ColA: Collaborative Adaptation with Gradient Learning
Enmao Diao, Qi Le, Suya Wu, Xinran Wang, Ali Anwar, Jie Ding, Vahid Tarokh
TL;DR
ColA with Gradient Learning (GL) tackles the computational bottleneck of fine-tuning large pretrained models by decoupling the gradient computations of hidden representations and adapter parameters and offloading the latter to low-cost devices. The framework proves a theoretical equivalence to classical gradient descent, introduces parameter merging to reduce on-device memory, and demonstrates—across sequence classification, sequence-to-sequence, and causal language modeling benchmarks—that ColA can match or beat PEFT baselines while greatly easing the computation space bottleneck.
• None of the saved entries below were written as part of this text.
PR #156, opened 2018-08-26
Add file reader tests

Brett208:
First attempt at adding some basic FileReader checks.

The Bit Twiddling change is for @DanRStevens to review! I think this is a legitimate check to prevent seeking before start of stream bounds?

-Brett


test/Streams/FileReader.test.cpp
```diff
@@ -0,0 +1,44 @@
+#include "Streams/FileReader.h"
+#include <gtest/gtest.h>
+#include <array>
+
+
+TEST(FileReaderTest, ZeroSizeStreamHasSafeOperations) {
+	Stream::FileReader stream("Streams/EmptyStream.txt");
```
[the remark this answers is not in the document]
Brett208: Will update shortly

Brett208:
See first draft of interface testing. This uses GoogleTest Typed Tests as defined here https://github.com/google/googletest/blob/master/googletest/docs/advanced.md. The sample here https://github.com/google/googletest/blob/master/googletest/samples/sample6_unittest.cc was very helpful.

I'm not good at template code, so hopefully everything is mostly correct??

It appears to test the code actually using the interface (Creating a MemoryReader and then testing it by calling it as a SeekableReader).

-Brett

test/Streams/SeekableReader.test.cpp
```diff
@@ -0,0 +1,65 @@
...
+#include <array>
+
+template <class T>
+Stream::SeekableReader* CreateSeekableReader();
+
+template <>
+Stream::SeekableReader* CreateSeekableReader<Stream::MemoryReader>() {
+	std::array<char, 5> buffer{ 't', 'e', 's', 't', '!' };
+	return new Stream::MemoryReader(buffer.data(), buffer.size() * sizeof(char));
+}
```
DanRStevens: This should be added to MemoryReader.test.cpp.

test/Streams/SeekableReader.test.cpp
```diff
@@ -0,0 +1,65 @@
...
+
+template <>
+Stream::SeekableReader* CreateSeekableReader<Stream::FileReader>() {
+	return new Stream::FileReader("Streams/SimpleStream.txt");
+}
```
DanRStevens: This should be added to FileReader.test.cpp.

test/Streams/SeekableReader.test.cpp
```diff
@@ -0,0 +1,65 @@
...
+
+template <>
+Stream::SeekableReader* CreateSeekableReader<Stream::FileSliceReader>() {
+	Stream::FileReader fileReader("Streams/SimpleStream.txt");
+	return &fileReader.Slice(5);
+}
```
DanRStevens: This should be added to FileSliceReader.test.cpp.

test/Streams/SeekableReader.test.cpp
```diff
@@ -0,0 +1,65 @@
...
+template <class T>
+class SimpleSeekableReader : public testing::Test {
+protected:
+	// The ctor calls the factory function to create a reader implemented by T
+	SimpleSeekableReader() : seekableReader(CreateSeekableReader<T>()) {}
+
+	virtual ~SimpleSeekableReader() { delete seekableReader; }
+
+	Stream::SeekableReader* const seekableReader;
+	const unsigned int size = 5;
```
DanRStevens: This is probably too detailed for a generic test fixture. It may not be feasible for some valid streams to be constructed of length 5.

One possible problem example is a stream which produces an infinite sequence of `0`s. It won't have a finite length. Though that might also make it not a seekable stream, in that it doesn't have a well defined `Length()` result.

A modified example is a stream that produces pages of `0`s, for some fixed size.

Another possible example, is a duplicator stream, which doubles everything read from it. It would necessarily have an even length.

Other odd cases, might be testing network sockets. You could do it, but you'd have to create both ends of the socket to feed it.

test/Streams/SeekableReader.test.cpp
```diff
@@ -0,0 +1,65 @@
...
+};
+
+using testing::Types;
+
+typedef Types<Stream::MemoryReader, Stream::FileReader> SeekableStreamImplementations;
```
DanRStevens: This requires seeing the definitions of all stream types at the same time. That's maybe not the best design, especially since library users could define their own streams, but might still want to make use of this test suite to verify their own implementations.

I think this is where `REGISTER_TYPED_TEST_CASE_P` comes in handy. We can collect all the tests together into a test suit, and let them instantiate it for individual types in their own test files using `INSTANTIATE_TYPED_TEST_CASE_P`. It's slightly more work on our end to manually register all the tests into a test suite with the register macro, but I think the benefits are strongly worth it.

test/Streams/SeekableReader.test.cpp
```diff
@@ -0,0 +1,65 @@
...
+
+TYPED_TEST_CASE(SimpleSeekableReader, SeekableStreamImplementations);
```
DanRStevens: This line would be replaced by individual calls to `INSTANTIATE_TYPED_TEST_CASE_P` in each of the stream .test.cpp files. Each instantiation would pass a single type.

test/Streams/SeekableReader.test.cpp
```diff
@@ -0,0 +1,65 @@
...
+
+typedef Types<Stream::MemoryReader, Stream::FileReader> SeekableStreamImplementations;
+
+TYPED_TEST_CASE(SimpleSeekableReader, SeekableStreamImplementations); 
+
+TYPED_TEST(SimpleSeekableReader, SeekRelativeOutOfBoundsBeginningPreservesPosition) {
+	auto position = this->seekableReader->Position();
+	EXPECT_THROW(this->seekableReader->SeekRelative(-1), std::runtime_error);
+	EXPECT_EQ(position, this->seekableReader->Position());
+}
```
DanRStevens: This test is only appropriate for classes that offer strong exception safety guarantee for the `SeekRelative` method.

test/Streams/SeekableReader.test.cpp
```diff
@@ -0,0 +1,65 @@
...
+// Then use TYPED_TEST(TestCaseName, TestName) to define a typed test,
+// similar to TEST_F.
+TYPED_TEST(SimpleSeekableReader, StreamPositionUpdatesOnReadVer2) {
+	std::array<char, 6> destinationBuffer;
+
+	EXPECT_EQ(this->seekableReader->Position(), 0);
+
+	this->seekableReader->Read(&destinationBuffer[0], 1);
+	EXPECT_EQ(this->seekableReader->Position(), 1);
+}
```
DanRStevens: This test should be fine, assuming we're dealing with a non-empty stream.

We might want to update the buffer size here. Even just using a single `char destinationBuffer` would suffice.

test/Streams/SeekableReader.test.cpp
```diff
@@ -0,0 +1,65 @@
...
+
+TYPED_TEST(SimpleSeekableReader, StreamSizeMatchesInitialization) {
+	EXPECT_EQ(this->seekableReader->Length(), this->size);
+}
```
DanRStevens: This test seems a bit brittle, in that it assumes a test of a given const size can be created. Generalizing it for a variable size might not be testing anything of value, since the size field would likely be initialized using `Length()`.

src/Streams/FileReader.cpp
```diff
@@ -56,7 +57,17 @@ namespace Stream
 		file.seekg(position);
 	}
 
-	void FileReader::SeekRelative(int64_t offset) {
+	void FileReader::SeekRelative(int64_t offset) 
+	{
+		if (offset < 0) {
+			const int mask = offset >> ( sizeof(int64_t) * CHAR_BIT - 1 );
+			const uint64_t offsetAbsValue = (offset ^ mask) - mask;
```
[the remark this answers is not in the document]
DanRStevens: Ahh, `-x` is the same as flip all the bits and add 1, which is the same as XOR with -1 and then add -1. The first part is sign bit replication to the full value. A negative number replicates the sign bit (1) to all bits, which results in -1. A position number replicates the sign bit (0) to all bits, which results in 0. And XOR with 0 does not, and a subtraction of 0 does nothing. Hence it performs `-x` for negative `x`, and is a no-op for positive values. All branch free. Clever.

Though certainly not very clear. I'd be hesitant to use that without wrapping it in a function. It's at a much lower abstraction than the surrounding code.

Mind you, there is already a [std::abs](https://en.cppreference.com/w/cpp/numeric/math/abs) function in the standard library, with overloads for various integer types.

Still, that was fun to work through.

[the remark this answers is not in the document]
Brett208: Good point, well now I feel dumb. Sorry about that.

Besides the odd implementation, do you think this check is a good idea? I think currently the MSVC implementation of ifstream's position will just wrap to a really large positive number if you seek before zero. I think seeking before the start of a file would constitute an error and should throw.

I might also be willing to just ditch allowing a signed relative offset here in favor of an unsigned value. I thought it would be nice to allow others to seek backwards, but it seems to cause a lot of trouble. Removing the ability to use a signed value would remove the check altogether.

-Brett

test/Streams/SeekableReader.test.cpp
Brett208: This takes some overhead by creating SeekableReader.test.h. I just tried and it seems to work.

test/Streams/SeekableReader.test.cpp
Brett208: It is hard to write these tests when we have different ideas on how the interface will be extended and the ideas are not documented anywhere. I thought a network socket would not be a SeekableReader but just a Stream::Reader.

I can separate this back out into three individual tests.

test/Streams/SeekableReader.test.cpp
Brett208: I would like to point out this would still be extendable if the user was to fork the library and just add their implementation to the list of types. I don't have any issues with trying the REGISTER_TYPED_TEST_CASE_P implementation although I haven't learned enough to try it yet.

test/Streams/SeekableReader.test.cpp
Brett208: Good call on simplifying the code. It didn't occur to me to reduce the size of the buffer.

This or another test needs to test that the expected character is actually read as well.

test/Streams/SeekableReader.test.cpp
Brett208: I guess it can be split into individual tests between the existing seekableStream readers again. Maybe the interface needs to be more specific on what Length means so tests like this are not written against it???

Brett208:
The defined constructor for the MemoryReader is broken since the buffer is deleted after passing into MemoryReader. FileSliceReader's test will fail if added to the test suite due to seeking before 0 being unhandled. Ran out of time, so sorry if this explanation is a bit rough.

-Brett

src/Streams/FileReader.cpp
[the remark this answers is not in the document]
DanRStevens: We should bounds check things.

I don't think using an `unsigned` value really avoids the problem. Both signed and unsigned values have corresponding equivalent bit representations, which will produce the same result after the addition. Or at least that's true where signed values have well defined wrap around, which the C++ standard doesn't guarantee, but it nevertheless common.

That is, a `SeekRelative(-1)` should produce the same offset as a `SeekRelative(std::numeric_limits<uint64_t>::max - 1)`. At least that's true in the absence of error checks to prevent it. I suppose with the assumption of positive values, that would be considered an invalid offset, and rejected as too large.

I kind of wanted to stick with `unsigned` values for exactly this reason, and also because they have well defined wrap around. Plus, to seek to the end of a really long stream, you might actually need to full range of positive values. In practice we're unlikely to encounter a stream that long though. And really, a `SeekRelative` is probably expected to allow for negative values. I think it's more correct from an API standpoint to allow for negative offset seeks.

Unless of course you want a separate method to allow seeking backward? Hmm, that might actually make sense. It's probably unlikely you'd want a variable seek distance that could go either forward or backward. You'd probably choose ahead of time to either go forward or backward, or just do an absolute seek. Maybe we should make it part of the method name. That also solves the range issue when you need to do a seek all the way across a long stream. I think this is similar to why I wanted separate methods for `Seek` and `SeekRelative`, rather than a parameter to control the initial seek point (which inevitably ends up being a hardcoded constant most of the time).

test/Streams/SeekableReader.test.cpp
DanRStevens: You have a point, sockets generally aren't seekable. And yes, the other examples are a little bit esoteric to the point of perhaps not being useful. I suppose this is one of the reasons for testing though, in that writing good tests really forces you to tease out these little details.

test/Streams/SeekableReader.test.cpp
DanRStevens: Ahh, because such an edit requires forking the library. It shouldn't be necessary to fork a library to extended the classes and interfaces it provides. This is much like how designing a new Iterator doesn't and shouldn't require forking the standard C++ library.

For a more concrete motivating example, suppose someday the Stream section is separated out to it's own library. Now suppose the VOL decompression code was rewritten to conform to the Stream interface. Where would decompression code go for VOL files? Probably not in the Stream library. It would probably remain with the rest of the VOL processing code, which would import the Stream code. So how then are these decompression streams tested? Hopefully not by editing the test code within the Stream library, but by importing the tests from the Stream library into the test project for the VOL processing code.

This is what `REGISTER_TYPED_TEST_CASE_P` allows us to do.

test/Streams/SeekableReader.test.cpp
DanRStevens: I guess I'm not sure there is a meaningful test here. If we test something like this, it might be more part of a data driven test, such as conformance tests to ensure the decompression matches what Outpost 2 expects. We should try to keep such testing separate from other more generic tests which define what it means to be a stream.

test/Streams/SeekableReader.test.cpp
DanRStevens: Small thought here, but we could potentially use a list of types for this test. It could test reading in a bunch of standard primitive types, or maybe even a struct or two. The `1`s could be replaced with `sizeof(destinationBuffer)`. That could guard against stupid mistakes, such as always incrementing the position by 1 after a successful read.

Not a high priority suggestion though. Mostly if you want to make use of the new found knowledge for writing type parameterized tests.

DanRStevens:
Ok, I've taken a look at this more thoroughly now. I played around and got things to compile, though tests are still failing.

It seems I missed a bit of detail in my earlier reading. I'm going to update the test issue with some of my findings and recommendations. I'll then try to clean up what I've done here into easy to follow steps.

DanRStevens:
Ok, I think this is the general structure we are looking for. I haven't addressed the specifics of the tests themselves. The code is compiling. The tests are running.

Side note: The CI servers aren't currently running the tests. Hence they may still show as passing, even though the tests are failing. We'll get to that.

As for the tests, I'm currently seeing 10 failures on Linux. They are all the same, and are kind of a silly, in that the test data files "EmptyFile.txt" and "SimpleStream.txt" are not found. The reason likely being that I'm running the test executable from a different directory, and the tests use relative paths.

Perhaps we should generate the test files in the system temp folder, rather than store them in the repository. Mind you, that adds the complication of finding a platform specific temp folder. It's tempting to try and use the executable path as a base, but that doesn't work since the executable file could be placed anywhere relative to the source it was compiled from. Similarly, using the `__FILE__` predefined macro doesn't work because the current working directory is unrelated to the source root folder. In fact, the source might not even be available to the compiled test suite after it's been compiled. Though in practice, it should be a reasonable assumption that the test source folder will be available somewhere for the test executable to examine.

test/Streams/SeekableReader.test.cpp
Brett208: All sounds good. I just felt like the GoogleTest documentation was a little draconian in saying that only the second method was suitable for extending outside of the library.

test/Streams/SeekableReader.test.cpp
Brett208: I think this is a valid test for MemoryReader, FileReader, and FileSliceReader.

Brett208:
I updated the Visual Studio project file by removing the deleted .cpp file and everything worked properly on Visual Studio. Nice work getting the tests switched over to the 'more complex' format.

I think that I would prefer leaving the test files in the test source code as it keeps things a bit more simple. I could look at updating the Visual Studio environment starting location to be the same directory as the Linux build, which would solve the relative directory issues. I don't know how difficult it would be to update the makefile test portion to use the test directory as it's default directory?

-Brett

Brett208:
Okay, I just updated the Visual Studio environment to start at OP2Utility instead of the test directory. Unfortunately, this is considered a user setting and is not stored in the repository, so others who download the library would have to manually set this property to get the tests to pass. It is an easy settings change though.

I'd like to figure out a better permanent project setting at some point, but this should get it compiling on both Linux and Windows for the time being.

test/Streams/SeekableReader.test.cpp
DanRStevens: I think it's about technical limitations. With the first method, the list of types must be specified before the tests. Hence there is no way to import the tests from the library and then specify the types later. When playing around with the original typed test code, I tried moving the type instantiations to after the tests and it was considered an error. There's like a technical reason for that buried in the macros.

With the type-parameterized tests, I think they have problems wrapping all necessary parts into a single macro. Hence the separate declaration of the test case above, and then manually registering all tests in the test case below. It makes it less pleasant to define tests that way. You lose out on the auto registration of tests. I suppose that's why they offer both methods, so you don't pay the cost of the extra setup when you don't need it.

----

Maybe there is a way with the first method to define the types first, and then import the library. Though that's an awkward backwards way of doing things, which seems non-standard and surprising. Personally, I like the second method from a library user's standpoint. The hard stuff has been taken care of in the library, so it's natural and easy for library users to use and extend.

DanRStevens:
Ok, I think what we can do then is to update the Linux makefile so `make check` runs the test from the "test" subfolder. Then you should be able to remove the Visual Studio user setting, and tests should work with default settings anywhere.

DanRStevens:
Ok, we've solved the big issues on this branch. We now have a good template structure for new tests. The tests should be passing on both Linux and Windows (awaiting verification) with default project settings. We've also set an expected test run folder, so we have a clear way to access test data files.

Should we move the test data files to a subfolder? Right now the folder is an arbitrary mingling of test and data files, which makes it harder to see what and where the tests are.

----

I'd still like to address some issues of test quality, though that's a deeper issue and may take some learning. We could defer that refactoring to future branches. There's plenty of value in this branch that I'd be happy to merge now.

As an example of future refactoring, we should consider moving `ZeroSizeStreamHasSafeOperations` to a header file and making it type parameterized. It would need to go in a separate test case, as it's written specifically for streams of size 0. Alternatively, we could split it into components that are valid elsewhere. In particular, each section relies on different assumptions:
```cpp
TEST_F(EmptyMemoryStreamReader, ZeroSizeStreamHasSafeOperations) {
	// Length and position (expects a seekable stream of length 0)
	EXPECT_EQ(0, stream.Length());
	EXPECT_EQ(0, stream.Position());
	// Seek to current position (should not cause error) (expects a seekable stream)
	ASSERT_NO_THROW(stream.Seek(0));
	ASSERT_NO_THROW(stream.SeekRelative(0));
	// Read 0 bytes is safe (valid for any stream, of any length)
	ASSERT_NO_THROW(stream.Read(nullptr, 0));
	EXPECT_EQ(0, stream.ReadPartial(nullptr, 0));
}
```

src/Streams/FileReader.cpp
```diff
@@ -60,8 +60,7 @@ namespace Stream
 	void FileReader::SeekRelative(int64_t offset) 
 	{
 		if (offset < 0) {
-			const int mask = offset >> ( sizeof(int64_t) * CHAR_BIT - 1 );
-			const uint64_t offsetAbsValue = (offset ^ mask) - mask;
+			const uint64_t offsetAbsValue = -offset;
```
Brett208: You removed the bit twiddling...

Brett208:
I pushed all the test data into a directory called data. I'm going to merge the branch now so we can start new branches to continue other endeavors. Everything is compiling on Windows. No problem putting the data in a modified directory from this, but I don't want to keep fiddling with this branch.

I think you have a very specific idea of what you want for the stream::reader test refinement, so I would probably leave that effort to you. 

I'd like to start creating a couple of simple tests for other classes in the library. This would populate the test source code files so they exist in sort of skeleton form as we currently only have the stream::reader covered at all.

-Brett

src/Streams/FileReader.cpp
DanRStevens: :scream: 

Hey..., what does this "Resolve conversation" button do? I've never noticed it before....

DanRStevens:
Alright, I agree. Time to merge this and move on. We can make improvements in future branches.

I noticed the Windows Pull Request build has failed. That would seem to indicate there will be a problem after merging? Looks related to the file rename from moving test data into a subfolder.

Hmm, indeed. The merge commit also failed.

The FTaaS-oriented design enables multiple users to collaboratively fine-tune adapters without overloading the central GPU, offering a scalable path to personalized, deployable foundation models. Overall, ColA advances efficient, model-agnostic fine-tuning by combining functional gradient descent principles, gradient offloading, and collaborative adapters for practical, large-scale applications.
Abstract
A primary function of back-propagation is to compute both the gradient of hidden representations and parameters for optimization with gradient descent. Training large models requires high computational costs due to their vast parameter sizes. While Parameter-Efficient Fine-Tuning (PEFT) methods aim to train smaller auxiliary models to save computational space, they still present computational overheads, especially in Fine-Tuning as a Service (FTaaS) for numerous users. We introduce Collaborative Adaptation (ColA) with Gradient Learning (GL), a parameter-free, model-agnostic fine-tuning approach that decouples the computation of the gradient of hidden representations and parameters. In comparison to PEFT methods, ColA facilitates more cost-effective FTaaS by offloading the computation of the gradient to low-cost devices. We also provide a theoretical analysis of ColA and experimentally demonstrate that ColA can perform on par or better than existing PEFT methods on various benchmarks.